All lines holding the word "wpContactProblemDesc" are to be copied from the records beneath.

◆ Source material
==================================================

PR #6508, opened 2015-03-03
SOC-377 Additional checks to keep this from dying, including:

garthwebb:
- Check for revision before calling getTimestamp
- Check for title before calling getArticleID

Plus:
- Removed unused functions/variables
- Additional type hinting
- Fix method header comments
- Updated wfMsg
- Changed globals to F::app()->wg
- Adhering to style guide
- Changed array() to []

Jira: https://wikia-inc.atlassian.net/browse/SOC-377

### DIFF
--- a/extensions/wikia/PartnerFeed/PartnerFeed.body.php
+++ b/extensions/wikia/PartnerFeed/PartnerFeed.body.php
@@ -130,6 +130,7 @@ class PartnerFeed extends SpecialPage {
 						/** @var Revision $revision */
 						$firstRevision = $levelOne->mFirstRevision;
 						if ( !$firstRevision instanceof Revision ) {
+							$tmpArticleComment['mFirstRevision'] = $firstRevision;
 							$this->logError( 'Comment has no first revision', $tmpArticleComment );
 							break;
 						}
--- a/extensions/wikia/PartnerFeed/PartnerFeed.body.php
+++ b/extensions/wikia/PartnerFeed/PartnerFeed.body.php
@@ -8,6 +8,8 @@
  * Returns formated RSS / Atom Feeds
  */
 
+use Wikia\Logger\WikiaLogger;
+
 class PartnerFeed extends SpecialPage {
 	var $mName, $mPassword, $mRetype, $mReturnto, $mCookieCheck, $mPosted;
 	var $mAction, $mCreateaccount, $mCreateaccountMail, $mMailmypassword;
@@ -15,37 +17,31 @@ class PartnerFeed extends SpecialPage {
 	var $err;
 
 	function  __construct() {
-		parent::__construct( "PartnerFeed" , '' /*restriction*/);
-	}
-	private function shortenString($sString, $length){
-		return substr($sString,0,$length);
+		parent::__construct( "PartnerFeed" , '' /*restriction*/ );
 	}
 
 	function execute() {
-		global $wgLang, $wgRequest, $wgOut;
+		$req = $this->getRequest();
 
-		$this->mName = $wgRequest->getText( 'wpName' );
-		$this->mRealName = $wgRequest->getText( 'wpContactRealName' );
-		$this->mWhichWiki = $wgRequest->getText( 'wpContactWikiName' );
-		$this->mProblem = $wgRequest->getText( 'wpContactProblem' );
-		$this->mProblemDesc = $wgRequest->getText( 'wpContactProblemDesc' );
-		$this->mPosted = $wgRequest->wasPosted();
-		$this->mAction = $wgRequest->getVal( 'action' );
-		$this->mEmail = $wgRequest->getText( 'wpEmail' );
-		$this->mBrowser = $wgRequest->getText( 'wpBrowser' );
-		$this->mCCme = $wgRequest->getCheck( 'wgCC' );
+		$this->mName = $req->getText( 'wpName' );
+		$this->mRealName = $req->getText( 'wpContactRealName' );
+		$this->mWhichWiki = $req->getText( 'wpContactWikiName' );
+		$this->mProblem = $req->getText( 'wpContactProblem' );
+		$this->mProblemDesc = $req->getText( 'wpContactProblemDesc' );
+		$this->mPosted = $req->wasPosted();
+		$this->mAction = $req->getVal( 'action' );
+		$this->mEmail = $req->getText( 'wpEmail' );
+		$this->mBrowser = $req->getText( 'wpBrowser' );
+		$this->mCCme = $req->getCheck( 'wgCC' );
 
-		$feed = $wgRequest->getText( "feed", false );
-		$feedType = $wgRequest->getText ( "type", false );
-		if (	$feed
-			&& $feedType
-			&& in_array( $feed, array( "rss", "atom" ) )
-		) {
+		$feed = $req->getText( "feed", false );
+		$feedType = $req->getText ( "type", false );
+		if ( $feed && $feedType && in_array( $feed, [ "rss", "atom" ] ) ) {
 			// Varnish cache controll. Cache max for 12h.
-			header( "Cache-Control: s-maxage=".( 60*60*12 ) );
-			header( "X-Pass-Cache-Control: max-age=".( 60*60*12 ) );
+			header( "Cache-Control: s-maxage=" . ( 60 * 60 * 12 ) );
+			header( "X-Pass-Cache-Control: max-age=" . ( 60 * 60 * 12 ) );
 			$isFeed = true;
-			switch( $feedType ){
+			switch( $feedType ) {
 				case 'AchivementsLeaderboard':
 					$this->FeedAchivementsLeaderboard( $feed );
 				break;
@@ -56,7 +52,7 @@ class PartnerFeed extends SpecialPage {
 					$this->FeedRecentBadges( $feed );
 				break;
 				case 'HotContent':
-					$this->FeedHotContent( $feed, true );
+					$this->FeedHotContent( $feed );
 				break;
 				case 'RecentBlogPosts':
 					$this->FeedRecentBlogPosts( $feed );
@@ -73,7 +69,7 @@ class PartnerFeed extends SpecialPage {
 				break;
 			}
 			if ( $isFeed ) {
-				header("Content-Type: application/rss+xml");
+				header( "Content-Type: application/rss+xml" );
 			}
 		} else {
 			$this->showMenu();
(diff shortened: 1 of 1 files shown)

==================================================

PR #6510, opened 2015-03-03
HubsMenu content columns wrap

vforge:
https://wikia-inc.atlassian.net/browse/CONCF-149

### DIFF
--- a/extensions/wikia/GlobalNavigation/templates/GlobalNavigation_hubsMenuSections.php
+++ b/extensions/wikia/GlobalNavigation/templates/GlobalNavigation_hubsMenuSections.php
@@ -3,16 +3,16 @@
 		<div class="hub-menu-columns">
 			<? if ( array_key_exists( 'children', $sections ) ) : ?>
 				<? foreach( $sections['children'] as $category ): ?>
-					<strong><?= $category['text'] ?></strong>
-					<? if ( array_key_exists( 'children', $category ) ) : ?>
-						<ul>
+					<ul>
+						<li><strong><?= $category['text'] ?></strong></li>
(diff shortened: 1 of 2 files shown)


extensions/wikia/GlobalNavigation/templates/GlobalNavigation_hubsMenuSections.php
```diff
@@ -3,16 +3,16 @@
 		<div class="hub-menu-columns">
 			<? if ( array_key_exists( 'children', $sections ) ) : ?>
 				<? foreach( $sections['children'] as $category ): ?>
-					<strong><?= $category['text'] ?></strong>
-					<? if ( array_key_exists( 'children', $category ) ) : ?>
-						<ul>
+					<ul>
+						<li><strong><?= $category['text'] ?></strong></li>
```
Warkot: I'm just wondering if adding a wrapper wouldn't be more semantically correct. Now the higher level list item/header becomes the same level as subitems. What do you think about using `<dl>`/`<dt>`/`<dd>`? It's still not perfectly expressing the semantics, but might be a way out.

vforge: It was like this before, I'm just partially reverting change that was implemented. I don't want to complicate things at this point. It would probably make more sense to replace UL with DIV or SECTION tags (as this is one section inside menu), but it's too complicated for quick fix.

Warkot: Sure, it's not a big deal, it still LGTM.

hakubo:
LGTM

==================================================

◆ Answer space
-		$this->mProblemDesc = $wgRequest->getText( 'wpContactProblemDesc' );
+		$this->mProblemDesc = $req->getText( 'wpContactProblemDesc' );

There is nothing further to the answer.